A massive $1.5 billion data center development in San Marcos is clearing a critical hurdle, with city staff recommending approval ahead of an upcoming City Council vote — a move that signals Central Texas is cementing its status as a major node in America's data infrastructure boom.
The project, which would rank among the largest capital investments in Hays County's history, has advanced through the city's review process with a favorable recommendation, putting it squarely on track for a green light from elected officials. Details on the developer and exact timeline for the Council vote have not yet been publicly confirmed, but momentum appears strong.

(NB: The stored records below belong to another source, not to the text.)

PR #930, opened 2025-07-11
[10.x] Remove SerializesModels from MakeRangeSearchable

DougSisk:
This is a fix for PR #929.

The `SerializesModels` trait does not play well with an empty Eloquent model class. It's attempting to load a model and erroring out since there's no ID set. This removes that trait and changes the job to use the class' fully qualified name to avoid any errors from PHP attempting to serialize the class.


stevebauman:
Thanks @DougSisk!

PR #931, opened 2025-07-19
feat: can disable typesense prefix

Barbapapazes:
Hello 👋,

Typesense offers semantic search capabilities using embeddings. However, the `prefix` search option is not compatible with `vector` (embedding-based) search. This PR enables users to set the `prefix` option to `false` when performing a `vector` search.

Relevant documentation: https://typesense.org/docs/29.0/api/search.html#query-parameters:~:text=Indicates%20that%20the,for%20all%20fields).

Current error when using `vector` search with `prefix` set to `true`:

```txt
Prefix search is not supported for remote embedders. Please set `prefix=false` as an additional search parameter to disable prefix searching.
```

### DIFF
--- a/src/Engines/TypesenseEngine.php
+++ b/src/Engines/TypesenseEngine.php
@@ -345,6 +345,7 @@ class TypesenseEngine extends Engine
             'prioritize_exact_match' => true,
             'enable_overrides' => true,
             'highlight_affix_num_tokens' => 4,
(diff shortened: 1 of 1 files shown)


tharropoulos (commented):
Can't directly approve of changes here, but it looks right

Barbapapazes:
I was wondering why the parameters array couldn't be merged with the one in the configuration to avoid to add manually every parameters from typesense while being future proof?

PR #934, opened 2025-07-23
Feature: add typesense remote embedding settings

SoongMingLiang:
This PR adds the capability of customizing the behavior of typesense performing remote embedding through specifying parameters in config/scout.php file.

Related documentation:
https://typesense.org/docs/29.0/api/vector-search.html#remote-embedding-api-parameters

### DIFF
--- a/config/scout.php
+++ b/config/scout.php
@@ -204,6 +204,11 @@ return [
             //     ],
             // ],
         ],
+        'remote-embedding-settings' => [
+            'remote_embedding_batch_size' => env('TYPESENSE_REMOTE_EMBEDDING_BATCH_SIZE', 200),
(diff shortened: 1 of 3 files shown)


taylorotwell:
I need a review from Typesense on this one. @tharropoulos

tharropoulos (commented):
These are runtime parameters on the `import` API, so adding them in the scout config falls in line with how we already handle the rest of the collection configuration. 

They're being initialized to their defaults, so it's correct.

SoongMingLiang:
Hi @taylorotwell , just a quick nudge on this PR. Whenever you have a moment, would love to hear your feedback. Thanks!

PR #935, opened 2025-07-30
Add scout:import-all command to import all Searchable models

ChristianJoniel:
This PR implements a new `scout:import-all` command to automatically import all models that contain the Searchable trait, or all the models that were specified in the scout.php config file.

I've worked in multiple projects where I've had to re-import all models, and run the php artisan scout:import command per each model. This PR resolves this, by automatically discovering the models that have the Searchable trait.
If you want to specify which models should be imported when running the command, then in the scout.php config file there is a models key with an empty array where you can specify the models you want this command to import.

Let me know your thoughts!
Thanks

## Summary
This PR adds a new `scout:import-all` command that automatically discovers and imports all searchable models to the search index, eliminating the need to run `scout:import` individually for each model.

## Problem
In projects with multiple searchable models, developers currently need to run `php artisan scout:import` for each model individually when re-indexing data.

## Solution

For the Austin metro, the implications go beyond San Marcos city limits. The region has quietly emerged as a magnet for hyperscale computing facilities, drawn by Texas's deregulated energy market, available land along the I-35 corridor, and a deep local workforce pipeline fed by UT Austin and Texas State University. A $1.5 billion commitment from a data center operator would add significant weight to that narrative.
Data centers of this scale typically generate hundreds of construction jobs and dozens of high-wage permanent positions in electrical engineering, network operations, and cybersecurity — sectors where Austin already punches above its weight nationally.
The project also arrives as power grid operators and municipal planners across Texas wrestle with surging electricity demand tied to AI infrastructure buildout. San Marcos utility and planning officials will likely face pointed questions from Council members about grid load, water usage for cooling systems, and local tax incentive structures before any final vote.
If approved, the facility would join a growing cluster of data infrastructure investments reshaping the I-35 tech corridor between Austin and San Antonio — a stretch that's increasingly on the radar of enterprise real estate brokers and cloud operators scouting their next major capital deployment.